The difficulty involved in each of those steps is substantial—and they could take a decade or more to accomplish—but I think even a couple of them could contribute to a gradual reorganization of higher education in the United States. The largest challenge, however, is the misguided investment of most tenured faculty members in the current system combined with the passivity of most graduate students and adjuncts, aggravated by the fear of unemployment that is now a permanent characteristic of academic life. You may be part of academe’s disenfranchised majority, but you don’t have to accept that situation. Which brings me to a “nuclear option” for bringing about positive change.

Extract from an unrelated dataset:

PR #54, opened 2016-12-08
tickets/DM-8175

yalsayyad:
This ticket contains computeBBox implementations for WarpedPsf, CoaddPsf, and KernelPsf (trivial).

6. Just walk away. Do not let your irrational love for the humanities make you vulnerable to ongoing exploitation. Do not remain a captive to dubious promises about future rewards. Cut your losses, now. Accumulate work experiences and contacts that will enable you to support yourself, have health coverage, and something like a normal life. Even the more privileged students I mentioned earlier—and the ones who are not seeking traditional employment—could do a lot of good by refusing to support the current academic labor system. It exists because so many of us who care about the humanities and higher education in a sincere, idealistic way have been passively complicit with the destruction of both. You don’t have to return to school this fall, but the academic labor system depends on it.

In order to reform higher education, many of us will have to leave it, perhaps temporarily, but with the conviction that the fields of human activity and values we care about—history, literature, philosophy, languages, religion, and the arts—will be more likely to flourish outside of academe than in it. As more and more people are learning, universities do not have a monopoly on the “life of the mind.”